While the Response accepts that the law of contempt requires modernisation and clarification, the Government wishes to give further consideration to the Report's recommendations.  This is on the basis that implementing the recommendations would require significant changes to pre-existing laws, systems and processes that currently govern contempt.

In order to fully consider the Law Commission's stance, the Government has directed the Ministry of Justice to complete a thorough review of the Report and its recommendations.  However, it is unlikely that the Government will consider a more fulsome response anytime soon given the impending general election.

It is important to note that the current law of contempt has worked satisfactorily for sometime and will continue to ensure the proper administration of justice until such recommendations are implemented.  In principle, little fault can be found with the recommendations to ensure the law of contempt is as clear as possible and more accessible to those that it affects in the face of digital evolution.  It is with this in mind that we patiently await further comment from the Government.

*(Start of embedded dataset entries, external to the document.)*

PR #3781, opened 2024-01-08
Use Inter and JetBrains Mono fonts on docs site

dit7ya:
Closes tenzir/issues#1080.

Docusaurus and Infima does a lot of CSS abstractions that don't map one-on-one to Tailwind (and thus our design system on the app and the site). For example, Tailwind sets line-height for each of `text-base, text-lg` etc, while docusaurus just uses a base and a header line-height variables. Docusaurus also conditionally changes the font-size for small screens - which will apply when the iframe width (the main motivation for this PR) is small, but not always.

Having considered all of these, I think we should just pluck the low-hanging fruit of changing the font-families on the docs site.

### DIFF
--- a/web/src/css/custom.scss
+++ b/web/src/css/custom.scss
@@ -4,6 +4,9 @@
  * work well for content-centric websites.
  */
 
+/* Load fonts from Bunny Fonts */
+@import url(https://fonts.bunny.net/css?family=inter:100,200,300,400,500,600,700,800,900|jetbrains-mono:100,200,300,400,500,600,700,800);
+
 /* You can override the default Infima variables here. */
 :root {
   --ifm-color-primary: #00a4f1;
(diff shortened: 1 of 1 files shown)


mavam:
Do you have a screenshot that shows how this looks like? I did this in the past and found that it requires *a lot* more CSS adjustments to look reasonable.

ClickHouse has a similar design system, also based on Inter. Their [docs site](https://clickhouse.com/docs/) is also Docusaurus-based. I went through their custom.css once, and things like line-height and a bunch of other things were adapted to make it look as solid as it is right now.

dominiklohmann:
Here's a side-by-side comparison. I think this looks good enough to be merged as-is.

image

mavam:
> I think this looks good enough to be merged as-is.

Agreeing.

mavam (approved):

[1] This article is limited to a discussion on contempt of court and does not include contempt of Parliament.
[2] Peter Spiller Butterworths New Zealand Law Dictionary (7th ed., LexisNexis New Zealand, 2011) at 64.
[3] Morris v Crown Office [1970] 2 QB 114, CA at 122B-C.
[4] Forest v R [2016] NZHC 3198.
[5] Forest v R [2016] NZHC 3198 at [4].
[6] Solicitor-General v Radio New Zealand [1994] 1 NZLR 48 (HC) at 55-56; and Gisborne Herald Co Ltd v Solicitor-General [1995] 3 NZLR 563 (CA) at 567.
[7] Solicitor-General v Wellington Newspapers [1995] 1 NZLR 45 (HC).
[8] Solicitor-General v Wellington Newspapers [1995] 1 NZLR 45 (HC).
[9] At 395.
[10] R v Harris CA121-06, 27 September 2006.
[11] Blomfield v Slater [2015] NZHC 2239 at [8] paraphrasing Canada (Human Rights Commission) v Taylor (1990) 75 DLR (4th) 577 (SC) at [184] per McLachlin J.
[12] Solicitor-General v Van der Kaap HC Hamilton M 155/97, 30 May 1997.
[13] La Rue v Ministry of Justice Collections Unit [2016] NZHC 666 (criticism of a Judge on Facebook); Solicitor-General v Cox [2016] EWHC 1241 (QB) (mobile phone camera being used in the courtroom); Attorney-General v Dallas [2012] EWHC 156 (Admin) (juror googling information about taking it into account during deliberations).
[14] The new offences will all be category 1 and 2 offences with no right to elect to be tried by a jury.